Stored items:

PR #41662, opened 2015-07-13
audit: recommend use of assert_match.

mikemcquaid:
It produces significantly easier output to debug than doing `assert` and `.include?` (which just shows if it passed or failed).

PR #44618, opened 2015-10-05
audit fixes: A 04: apollo - avidemux

apjanke:
audit fixes for: apollo aqbanking artifactory assimp atk atomicparsley avian avidemux

### DIFF
--- a/Library/Formula/apollo.rb
+++ b/Library/Formula/apollo.rb
@@ -5,8 +5,11 @@ class Apollo < Formula
   version "1.7.1"
   sha256 "74577339a1843995a5128d14c68b21fb8f229d80d8ce1341dd3134f250ab689d"
 
-  option "no-bdb", "Install without bdb store support"
-  option "no-mqtt", "Install without MQTT protocol support"
+  deprecated_option "no-bdb" => "without-bdb"
+  deprecated_option "no-mqtt" => "without-mqtt"
+
+  option "without-bdb", "Install without bdb store support"
+  option "without-mqtt", "Install without MQTT protocol support"
 
   # http://www.oracle.com/technetwork/database/berkeleydb/overview/index-093405.html
   resource "bdb-je" do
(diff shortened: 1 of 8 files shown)


DomT4:
Although we'd usually be hesitant to take *just* audit fixes I don't mind them so much at the moment as an opportunity to generate bottles for El Cap or for `build.include` style options. It's preferable to stick to one commit per formula though if possible, in terms of tracking breakage if there turns out to be some.

Merged in https://github.com/Homebrew/homebrew/commit/8a8743b1023f3ad158eb2ef95f9f33a7bf605aa3. Thank you for another contribution to Homebrew @apjanke :smiley_cat:

apjanke:
Oh, sorry! I thought that [from the assert_match change](https://github.com/Homebrew/homebrew/pull/41662#issuecomment-140925692), you were looking to get cleanup PRs. I have... uhh... a few of these queued up, in batches of 5-10. (I'm up to "G".) Would you rather have these submitted / broken up into single-formula audit-only PRs / just set aside until other changes make formula updates urgent / something else... ? No worries if it's "we'd rather defer those changes until later"; I was just doing this to scratch my own "no-warnings" itch, and get practice with git and Ruby.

[WHAT TO DO]: Among the records above, find the lines that contain "support" and copy every one.

[SOLVED EXERCISE]:
-  option "no-bdb", "Install without bdb store support"
-  option "no-mqtt", "Install without MQTT protocol support"
+  option "without-bdb", "Install without bdb store support"
+  option "without-mqtt", "Install without MQTT protocol support"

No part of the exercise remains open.